Hong Kong’s Stored Value Facility (SVF) regime will come into full effect as of November 2016. Currently, a handful of licensees, including Octopus and Alipay Wallet, have already been authorised.
An SVF is the equivalent of the E-Money Institution in the European Union. As with an e-money institution, an SVF is required to ‘safeguard’ stored value and the licensing regime places a particular emphasis on ‘payment security’ and IT controls.
In the Hong Kong SVF framework, there is a carve out for closed-network stored value or limited-network stored value, although there are caps on these exemptions – formal licensing becomes necessary after HKD1m issued.

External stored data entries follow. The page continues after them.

PR #1380, opened 2026-07-27
Avoid serializing inline Azure Storage queue messages twice

### LINKED ISSUE #1378: Avoid serializing inline Azure Storage queue messages twice
## What is the issue

`MessageManager.SerializeMessageDataAsync` serializes every `MessageData` instance into `rawContent`, uses that string to calculate its UTF-8 size and select inline versus blob storage, and then serializes the same object a second time in the common `InlineJson` branch:

https://github.com/Azure/durabletask/blob/5217032961abf45846f462732a5e2813316e3747/src/DurableTask.AzureStorage/MessageManager.cs#L103-L123

The only mutation between those two serializations is `TotalMessageSizeBytes`. That property is internal and is not a `[DataMember]`, while `MessageData` is a `[DataContract]` whose wire properties are explicitly marked:

https://github.com/Azure/durabletask/blob/5217032961abf45846f462732a5e2813316e3747/src/DurableTask.AzureStorage/MessageData.cs#L24-L27

https://github.com/Azure/durabletask/blob/5217032961abf45846f462732a5e2813316e3747/src/DurableTask.AzureStorage/MessageData.cs#L94-L108

Each serialization also creates a fresh `StringBuilder`, `StringWriter`, and result string:

https://github.com/Azure/durabletask/blob/5217032961abf45846f462732a5e2813316e3747/src/DurableTask.AzureStorage/Utils.cs#L168-L184

This method is called for every outbound Azure Storage task-hub queue message:

https://github.com/Azure/durabletask/blob/5217032961abf45846f462732a5e2813316e3747/src/DurableTask.AzureStorage/Messaging/TaskHubQueue.cs#L91-L110

The blob-offload branch legitimately serializes a small wrapper after uploading `rawContent`; only the inline branch repeats the original serialization.

## Performance impact

Inline messages are the normal path for payloads below the 45 KiB threshold. Every such orchestration, activity, timer, sub-orchestration, and external-event message currently incurs two complete Newtonsoft JSON traversals and two sets of temporary buffers/strings instead of one.

The duplicate CPU and allocation cost scales linearly with message throughput and payload size. At high task-hub throughput this increases serialization CPU, memory bandwidth, Gen-0 pressure, and queue-send latency without changing the resulting wire payload.

## Proposed backward-compatible solution

Return the already-produced `rawContent` in the `InlineJson` branch:

```csharp
if (messageFormat != MessageFormatFlags.InlineJson)
{
    // Existing blob upload and wrapper serialization remain unchanged.
}

return rawContent;
```

This preserves the exact JSON that was already used for the byte-count/format decision. It changes no public API, queue schema, serializer settings, or blob behavior.

## Validation

- Add regression coverage for both `UseDataContractSerialization` modes and representative custom type-binder settings, asserting that the optimized inline result exactly matches the current second serialization.
- Cover payloads immediately below and above the inline threshold to ensure the blob-wrapper path is unchanged.
- Benchmark representative small, medium, and near-threshold messages with allocation diagnostics; the inline path should perform one `MessageData` serialization instead of two.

In addition, the exemptions are partly discretionary allowing the regulator, the Hong Kong Monetary Authority (HKMA), to place additional conditions on exempt entities.
There are jurisdictional limits to the SVF regime. In section 13 of the explanatory notes the HKMA will consider a multitude of factors to determine if the stored value “appears to be issued in Hong Kong”. Part of these factors relate to establishment, location of marketing.
The HKMA expresses a slight concern about SVF businesses that are engaged in other business activities. They state that the “principal business of the applicant must be the issue of SVF”.
An add-on to the SVF license is that remittance and/or money changing services is in-built into the SVF licence meaning that an SVF will not need to apply for a separate licence from Hong Kong Customs and Excise (HKCE).
The capital requirements for a full licence is a HK$25m paid up share capital – compared to EUR350k base capital in the EU – which is not an insignificant sum. Other basic requirements include local executive directors, governance controls or reporting lines, internal controls and compliance or audit functions.